A Reflection on Mt 21:33-43

By Fr. Serg Kabamalan, CJM


We don’t plan on failures. No one in his right mind would embark on something with disaster or disappointment in mind. We go hoping for the best. We go off the starting block with our eyes set on success.

As we reflect on two parables involving vineyards, one from the Book of Isaiah in the first reading and the other from the Gospel according to St. Matthew, it would be helpful to keep that in mind. Vineyards by itself are tilled with that proclivity. As such, it is a symbol of fruitfulness, productivity, fecundity in both parables. Used as a metaphor for the People of God, we are to understand that Israel is meant to be a showcase fruitfulness to the world so that it could shine in the eyes of all peoples, and attract all the nations into the realm of God.
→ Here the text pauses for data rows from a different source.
PR #1395, opened 2026-09-17
ci: shard the suite, one job per smoke, merge-queue gate, fake guard, pre-push checks

milind-soni:
## Why

Main was red for roughly 36 of the last 48 hours, and most of that time the failure a PR showed was not its own. Four causes, one fix each.

| Cause this week | Fix |
|---|---|
| A PR green alone turned main red when combined with what had just landed (#1356 vs #1316's tests; #1372) | `merge_group` trigger + queue-safe concurrency, so the merge queue can be enabled in the branch ruleset and every PR is tested on the real merge result before landing |
| Serial suite takes 17–19 min on one runner; slow runners hit the cap and read as red (three Windows "failures" with zero failing tests) | vitest in **three shards per OS** (~7 min each), with the `github-actions` reporter so failing assertions are annotations on the PR |
| The approval smoke was broken for a day and invisible, hidden behind any vitest failure in the same job | Every smoke is its own job: `packaged server smoke (os)`, `Windows CUA host smoke`, `Electron smokes (macOS)`. Typecheck, lint, locale check, Electron syntax check and UI build run once as `typecheck + lint` |
| The Codex fake imported `../atomic.ts` and died at link time where a test copies it out of the repo (#1372 → #1388) | `server/testing/fakes-self-contained.test.ts`: subprocess fakes import nothing from outside `server/testing`; a copied-out fake imports nothing relative |

Plus a **pre-push hook** (lint, typecheck, `i18n:check`; about a minute) that `pnpm install` wires up via `core.hooksPath`. It never fails an install (no git, CI, read-only checkout all no-op), `git push --no-verify` skips once, `OMB_SKIP_HOOKS=1` skips for a session.

## Required checks stay put

The branch ruleset requires `typecheck + test (macos-latest|ubuntu-latest|windows-latest)`. A `gate` job per OS keeps those exact names and aggregates every job above, so nothing has to change in settings for this to merge. When you update the ruleset to require the gate directly (or the individual jobs), the matrix can collapse to one job.

## What you need to do once this lands

1. Branch ruleset → enable **merge queue** for `main`. The trigger and concurrency are already in place.
2. Optionally re-point required checks at the new job names.

## Verification

- Workflow parses; jobs: `static, vitest, packaged-server, windows-cua, electron-smokes, gate` plus the untouched `cloudflared…, foss, control-plane, ui-smoke, package-linux, ios, android`. This PR's own run is the first real exercise of the layout.
- `pnpm exec vitest run --shard=2/3 --reporter=default --reporter=github-actions …` runs locally (vitest 4.1.10).
- Guard test: 7 passed; mutation check — re-adding `import "../atomic.ts"` to the Codex fake fails it with `fake-codex-app-server.ts imports ../atomic.ts from outside server/testing …`.
- Installer: in a throwaway repo, `CI=1` leaves `core.hooksPath` unset; plain run sets it; second run is a no-op. `sh -n` on the hook passes; `.gitattributes` pins it to LF.
- Gate script: passes on all-success; exits 1 naming the jobs on failure/skipped.
- `pnpm lint`, `pnpm typecheck` clean.

## Summary by CodeRabbit

- **New Features**
  - Added automatic Git hook setup after installation.
  - Added pre-push checks for linting, type validation, and translation consistency.
  - Expanded automated validation across supported platforms, including smoke tests.

- **Documentation**
  - Expanded contributor guidance with CI workflow details and instructions for reproducing four-way test shards locally.

- **Bug Fixes**
  - Improved hook compatibility across operating systems by enforcing consistent line endings.


milind-soni:
Two findings from the first runs of the new layout, both folded in:

- **Windows shard 3 failed one test out of 2,608**: `delta-context.e2e › gives a delegated return … while that turn is being set up` with "this test needs git on PATH". The fixture writes a node-shebang `git` and looks for a file named exactly `git` on PATH, so it is POSIX-only by construction (Windows has `git.exe`). It was added today (ec4cd6ed) and is the reason main's own Windows leg is red right now (run 35202286505). It is now `skipIf(win32)` with the reason beside it, like every other process fixture in the suite.
- **Shard balance**: vitest splits by file count, so the shard with the heavy e2e files ran 13 min (macOS/Ubuntu) and 19 min (Windows) against 4–7 for the others. Moved to four shards; caps 20/25.

Also fixed on the way: the phone-relay smoke forks `dist-server/index.js`, which the old single job got from the packaged-server step; the smokes job now builds it itself.

Timings from run 2 (three shards): typecheck + lint 1m · packaged server smoke 0–1m each · Electron smokes 1m · Windows CUA smoke 1m · shards 4–13m (mac/ubuntu), 8–19m (Windows). The old single leg was 19–35m.

PR #1508, opened 2026-09-17
fix(checkpoints): find a folder's checkpoints however Windows spells it

kevin9327:
## What changed

`server/checkpoints.ts` resolves a bot's working folder with `realpathSync.native` instead of `realpathSync` before it derives the shadow repo's key and hands the folder to git. The three entry points (`snapshot`, `listCheckpoints`, `restore`) now share one `canonicalWorktree()` helper.

Base commit: `897b21bbf3192b693088eed1b6d7608a4e0d7baa`.

## Why

A shadow repo lives at `DATA_DIR/checkpoints/<botId>/<sha256(cwd)[..16]>`, so the key is only as stable as the path string. `realpathSync` follows symlinks, but on Windows it hands back whatever spelling the caller passed in:

```
rs(C:\...\Temp\x\MyProject)   -> C:\...\Temp\x\MyProject
rs(c:\...\temp\x\myproject)   -> c:\...\temp\x\myproject      <- same folder, other key
rsn(c:\...\temp\x\myproject)  -> C:\...\Temp\x\MyProject
```

`c:\work\app`, `C:\Work\App` and the 8.3 alias are one directory on disk, so a folder that was typed one way and later picked another way lost its history: `listCheckpoints` returned `[]` and a restore answered *"no checkpoints exist for this folder"*, while a fresh shadow repo quietly started beside the old one.

`refusalReason()` a few lines above already resolves with `realpathSync.native` for exactly this reason (#1381), and `turn-resources.ts` does the same for workspace claims — this brings the storage key in line with the guard that protects it.

## How it was verified

Windows 11, Node 24, pnpm 10.33.0.

New test in `server/checkpoints.test.ts` (`it.runIf(process.platform === "win32")`, matching the existing Windows-spelling test in that file): snapshot a folder, then list / snapshot again / restore through `cwd.toUpperCase()`.

Fails on unmodified `main`:

```
FAIL  server/checkpoints.test.ts > snapshot > keeps one history however Windows spells the folder
AssertionError: expected [] to deeply equal [ { …(3) } ]
- [ { "at": 1789683399000, "hash": "7cb974b2…", "label": "turn 11111111" } ]
+ []
 ❯ server/checkpoints.test.ts:111:49
```

Passes with the change. Every changed line runs in that test (`snapshot`, `listCheckpoints` and `restore` all go through `canonicalWorktree`).

Suites touching this module, against a baseline on unmodified `main`:

| | baseline | with change |
| --- | --- | --- |
| `vitest run server/checkpoints.test.ts server/delta-context.e2e.test.ts` | 48 passed, 2 skipped | 49 passed, 2 skipped |

`pnpm typecheck` and `pnpm lint` both clean, same as the baseline. The full `pnpm test` (~30 min) was not run here, so that checkbox is left unticked.

## Screenshots (UI changes)

None — server-side only.

## Checklist

- [ ] `pnpm typecheck` and `pnpm test` pass locally — `pnpm typecheck`, `pnpm lint` and the affected vitest suites pass; the full `pnpm test` was not run

## Summary by CodeRabbit

- **Bug Fixes**
  - Improved checkpoint consistency when accessing the same Windows workspace through different path spellings.
  - Checkpoint listings and snapshots now remain aligned across equivalent paths.
  - Restoring a checkpoint through an alternate path spelling correctly rolls back the workspace.
  - Prevented unchanged workspaces from being associated with duplicate checkpoint histories.


milind-soni (changes requested):
The canonical-path fix makes sense for newly created checkpoints, but the checkpoint directory is already keyed by a hash of the old realpathSync result. Changing that input without a legacy lookup/migration can hide existing checkpoint history for Windows paths whose casing or 8.3 spelling changes under realpathSync.native. The new test only creates history with the new algorithm. Please add an upgrade regression that seeds a pre-change shadow directory and verifies list/restore still finds it through the canonical path; retain or migrate that legacy history without overwriting a different checkpoint repository.

milind-soni:
Triage result: holding this merge. The switch to realpathSync.native changes the hashed shadow-repository path on Windows, but listCheckpoints has no lookup/migration for the previous path. Upgrading would make existing checkpoint history appear lost. The platform-independent tests pass (12; 2 Windows-only skipped), but they only cover new-format storage. Please preserve or migrate the legacy directory/key and add an upgrade regression with a checkpoint created under the previous key. No user data was touched during review.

This fruitfulness is the FULLNESS OF LIFE that God ordained for Israel. Fullness of life should be seen as inclusive of all the aspects of human endeavor: economic, political, social, ecological, spiritual, psychological. It brings to mind St. Irenaeus who said: “The glory of God is the human person fully alive.” Brought to communal level, this maxim can be translated as, “The glory of God is the human community fully alive, and life-giving.” Israel was called to be a prime example of a society that would have become a driver and an engine for life-giving.

That kind of fruitfulness and fullness at the societal level, transforming social structures and institutions can only be attained in God, and never by frail and faulty human hands alone. When Israel decided to kick God out of the picture by following their own whims and caprices, desires and preferences, they actually booted out the source of life and authentic joy. With God relegated to “insignificance” by Israel’s Kings and peoples, the vineyard that was Israel produced only wild grapes, i.e., a caricature of life deformed by selfishness, greed, avarice, injustice and oppression of others.

Through Isaiah, God spoke of his judgment to Israel. It would be runover by its enemies, its people would be brought to exile in Babylon, and the Israel of its heyday during the reign of King David would be reduced to a distant memory. The lack of fruitfulness spelled Israel’s doom. But it was not to be their end, for God in his love and mercy gave them another chance. That was when they were allowed by the Persians to go back home and rebuild the Temple in Jerusalem.

But that chance was foiled again. Jesus knew what was happening in his time. That is the message in the parable from the Gospel of St. Matthew. Not only were their fruitfulness in question. The violence in which they have removed God in their lives as they rejected his messengers, the prophets, and the Son of God, Jesus Christ, himself had its consequences: the grace of fruitfulness anchored and rooted in God would be given to those who are open to it to constitute a new People of God.

This is both an encouragement and a warning for us who now belong to this privileged and blessed elect. We are the new People of God. We ought to reflect on the following questions: Are we as his People constantly rooted and centered in Christ? Are all aspects of our lives fully integrated through the will of God? Are we actively living our faith at personal and communal levels? Do we bring our faith at home and at work? Do our best and most intimate friends witness the life-giving ways of our faith in the way we relate with them? Are all our projects firmly set in God’s design for us? Are all our personal strivings connected to our being part of this great family bound by the love and mercy of Christ? Are all our thoughts, words and actions loving and life-giving?

If we answer in the negative in any of these questions, let this be a wake up call. We might be treading the dangerous path of the tenants and reject our Savior and our chance to be truly fruitful in all eternity. Our hope, however, springs eternal as we have a God who constantly reaches out instructs through St. Paul in his letter to the Philippians: Keep on doing what you have learned and received and heard and seen in me. Then the God of peace will be with you.